The above graph summarizes the situation that Andrew Gelman has been railing on about how chasing the noise with p values leads to a great career and top publications!

Published recently in Psychological Science, this study has Open Science Data. So I pulled the Study1 data and quickly plotted it in R. On the x axis is a measure of how manipulable the participant is times the manipulation that was done. More sad is to the right. On the y axis the relative blue-yellow accuracy as a fraction of red-green accuracy.

You may notice the two outstanding data points on the left at the top? Yeah, I think that's their effect.  Basically, two people who were easy to manipulate and happened to get the amusement manipulation were outstanding blue-yellow discriminators. All the rest... well, look for yourself.

From a comment I left on Andrew Gelman's blog:

In science, the data never come from random number generators with given frequency distributions.

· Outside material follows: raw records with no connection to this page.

PR #15147, opened 2022-01-26
[WFLY-15969] Upgrade ASM to 9.2 in order to support JDK18

ropalka:
https://issues.redhat.com/browse/WFLY-15969


bstansberry:
@jimma Please review.

We dropped the Hibernate transformer module so there's no JPA/Hibernate use any more.

If @kabir wants to approve, great, but it's not required as the smallrye-config releases we use depend on ASM 9.2.

kabir (approved):

jimma:
@ropalka @bstansberry  This looks good to me.

bstansberry:
Thanks, @ropalka

PR #14958, opened 2021-11-25
[WFLY-14842] / [WFLY-13889] Remove JCA dependency on PicketBox.

darranl:
Submitting as a draft as the following PR needs to be approved first:
    https://github.com/wildfly/wildfly/pull/14945

https://issues.redhat.com/browse/WFLY-14842

PR #15156, opened 2022-01-27
[WFLY-14842] / [WFLY-13889] Remove JCA dependency on PicketBox.

darranl:
https://issues.redhat.com/browse/WFLY-14842

Supersedes https://github.com/wildfly/wildfly/pull/14958


darranl:
Hi @tadamski we now have CI passing, if you could please review the final commit we can get this in.

This is now the last component using PicketBox.

tadamski (approved):
LGTM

They always come from some set of atoms and sub-atomic particles interacting to alter the position of some other particles. it’s pretty much always position, or occasionally velocity, too.

Position of a needle on a gauge caused by velocity of electrons flowing through a wire causing a magnetic field which provides a torque to counteract the torque applied by a spring.

Position of electrons in a capacitor that produces a voltage for an A/D converter.

Position of graphite molecules on a paper survey answered by an enormous bundle of atoms we call a Psychology Student who uses the position of photons striking her retina to interpret the meaning of the position of the ink molecules on the page which alters the position of sodium ions in the neurons of her brain.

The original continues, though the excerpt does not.